## Exercise objective
Scan the records for the word "threaded". Report each line where it occurs.

Saved entries:

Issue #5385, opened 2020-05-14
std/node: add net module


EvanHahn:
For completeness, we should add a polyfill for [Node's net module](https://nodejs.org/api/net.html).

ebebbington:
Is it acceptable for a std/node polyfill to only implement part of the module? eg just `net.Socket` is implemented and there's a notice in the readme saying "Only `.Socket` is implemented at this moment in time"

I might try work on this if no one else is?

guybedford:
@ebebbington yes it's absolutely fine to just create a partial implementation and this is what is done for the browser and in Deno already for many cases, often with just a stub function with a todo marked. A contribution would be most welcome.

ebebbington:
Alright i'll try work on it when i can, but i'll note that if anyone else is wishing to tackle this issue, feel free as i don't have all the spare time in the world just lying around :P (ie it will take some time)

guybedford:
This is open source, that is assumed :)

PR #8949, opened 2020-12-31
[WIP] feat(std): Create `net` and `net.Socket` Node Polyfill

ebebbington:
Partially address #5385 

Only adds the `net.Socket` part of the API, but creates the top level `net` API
---
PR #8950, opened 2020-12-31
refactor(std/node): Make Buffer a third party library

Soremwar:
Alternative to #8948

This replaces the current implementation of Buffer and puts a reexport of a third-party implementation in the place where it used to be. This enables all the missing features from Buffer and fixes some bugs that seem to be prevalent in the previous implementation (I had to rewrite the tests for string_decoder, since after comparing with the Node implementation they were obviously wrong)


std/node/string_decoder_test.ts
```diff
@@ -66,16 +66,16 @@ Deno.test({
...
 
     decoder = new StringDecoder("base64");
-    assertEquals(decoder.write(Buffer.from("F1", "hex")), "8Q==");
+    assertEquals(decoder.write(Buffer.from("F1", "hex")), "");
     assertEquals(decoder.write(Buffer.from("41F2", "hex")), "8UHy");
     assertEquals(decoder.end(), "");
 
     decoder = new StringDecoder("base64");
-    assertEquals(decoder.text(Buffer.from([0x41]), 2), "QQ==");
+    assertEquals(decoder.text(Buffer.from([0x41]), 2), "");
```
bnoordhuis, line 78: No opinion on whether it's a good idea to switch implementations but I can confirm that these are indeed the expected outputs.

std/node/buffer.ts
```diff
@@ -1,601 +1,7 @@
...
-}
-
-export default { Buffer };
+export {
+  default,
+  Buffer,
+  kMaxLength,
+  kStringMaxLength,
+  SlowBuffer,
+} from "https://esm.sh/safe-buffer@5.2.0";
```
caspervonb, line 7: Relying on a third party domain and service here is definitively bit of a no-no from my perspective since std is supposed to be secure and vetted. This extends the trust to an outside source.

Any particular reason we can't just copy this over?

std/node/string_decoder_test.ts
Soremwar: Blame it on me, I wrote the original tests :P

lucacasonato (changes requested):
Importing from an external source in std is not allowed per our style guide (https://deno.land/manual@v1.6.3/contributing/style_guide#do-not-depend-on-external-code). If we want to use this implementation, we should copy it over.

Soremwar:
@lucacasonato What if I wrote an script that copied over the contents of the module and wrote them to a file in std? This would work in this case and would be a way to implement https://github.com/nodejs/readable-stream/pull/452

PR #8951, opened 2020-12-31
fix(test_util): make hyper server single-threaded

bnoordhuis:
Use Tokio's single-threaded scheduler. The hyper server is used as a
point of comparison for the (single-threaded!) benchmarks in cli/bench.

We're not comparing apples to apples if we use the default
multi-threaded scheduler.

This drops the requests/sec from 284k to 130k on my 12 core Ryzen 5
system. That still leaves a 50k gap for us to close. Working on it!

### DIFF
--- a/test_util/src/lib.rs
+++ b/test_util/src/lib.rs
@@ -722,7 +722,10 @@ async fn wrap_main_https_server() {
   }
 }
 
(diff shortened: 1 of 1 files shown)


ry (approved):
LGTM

## Response below
fix(test_util): make hyper server single-threaded
Use Tokio's single-threaded scheduler. The hyper server is used as a
point of comparison for the (single-threaded!) benchmarks in cli/bench.
multi-threaded scheduler.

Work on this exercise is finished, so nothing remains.